Now in his 7th year as a high school Italian-language teacher, Cody Mueller can’t imagine a career better suited for him. At one point, however, he came close to giving up on his dream.
“It was a bumpy road there for a while,” the 30-year-old says. “Right out of college, I felt very enthusiastic about everything. I was working part-time but I had a hard time nailing down a full-time position, and I got a little bit exhausted. I started to lose faith in being able to find that stability and I even left teaching for two years.”
A lifelong suburban Chicago resident, Mueller is a first-year Italian teacher at Maine South High School in Park Ridge. Previously, he taught for six years at high schools in Wheeling and Oak Park.

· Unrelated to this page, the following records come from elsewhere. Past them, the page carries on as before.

PR #3867, opened 2023-07-27
feat: remove novu providers for select provider

davidsoderberg:

Remove Novu providers from select provider sidebar and from use providers if self hosted.


davidsoderberg:
@scopsy and I decided that we should not allow to create new Novu providers even if the old one is deleted by them.

p-fernandez (approved):
🌟

PR #3868, opened 2023-07-27
chore(*): remove `gitHead` field from all packages

marvinjude:

`gitHead` is a temporary property only meant to exist during lerna publish when it is constructing the package tarballs. AFAIK, you probably have this as a result of some failed publish and Ideally, you'd want to remove it. 

This PR removes all `gitHead` fields in `package.json`

#### References

https://github.com/mui/mui-x/pull/669  - *all my package.json's now contain gitHead key. What to do about it?*
https://github.com/gatsbyjs/gatsby/pull/12584   -  *remove all `gitHead` from package.json*
https://github.com/lerna/lerna/issues/1880 - *Remove gitHead*


p-fernandez (approved):
🌟

PR #3871, opened 2023-07-28
fix: so activating a provider deactivates novu provider

davidsoderberg:

To disable Novu provider if another provider is activated


p-fernandez (approved):
🌟 
Now the usefulness of having the separate use case shows up. Well done.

Mueller’s maternal great-grandparents emigrated from Italy, while his father’s side of the family is German. Out of a desire to learn about his culture and history, he started studying Italian and German in junior high school and continued in high school. When he started pondering what to study in college, his Italian teacher pointed out he was a great student and suggested he pursue that further, which he hadn’t considered until then, he says.
Mueller enrolled at Dominican University in River Forest and earned a bachelor’s degree in Italian studies and a K-12 teaching certificate. “My high school teachers were also fantastic, but it was in college they were able to really teach the details,” he says, especially crediting Dominican professors Tonia Triggiano and Veena Carlson. “Everything just kept coming so naturally. They’re really fantastic.”
For a few years after graduation, he taught in Wheeling and Oak Park, driving 30 miles back and forth, and never having the chance to settle in or focus on professional development. He stopped teaching in 2021 when enrollment decreased due to the COVID-19 pandemic, and pivoted to working in construction for a couple of years. He’d decided to become a police officer when suddenly he got a call from his current employer, he says.
“I didn’t think I would be interested until the phone call came,” he recalls, “but it was a no brainer. It was what I always set out to do. I would have regretted it if I didn’t take that chance.”
Mueller has a wife, Kelli, and a baby daughter, Wren, who’s already begun learning Italian from her father. He has traveled to Italy more than 15 times thanks to friendships he developed with Italian exchange students in high school. In fact, he and his colleague at Maine South High School, Cristina Modica, are working on starting an exchange program with an Italian high school in Bari, Puglia.
Mueller says his goal in the classroom is to connect with his students and “be a teacher they will remember for a long time. “I am just trying to light the same fire in as many kids as I can that was lit in me, and trying to expose kids to new cultures and the beauty of being able to travel and speak another language in the country where that language is native.”
His future plans include signing up for a teaching-related online master’s degree in Italian. Outside of work, he’s into carpentry — he built his home’s bar, coffee table set and dining table — and likes to study other languages, like French, German and Spanish. He also enjoys making homemade wine and beer with his cousin, an old family tradition that the two of them revived.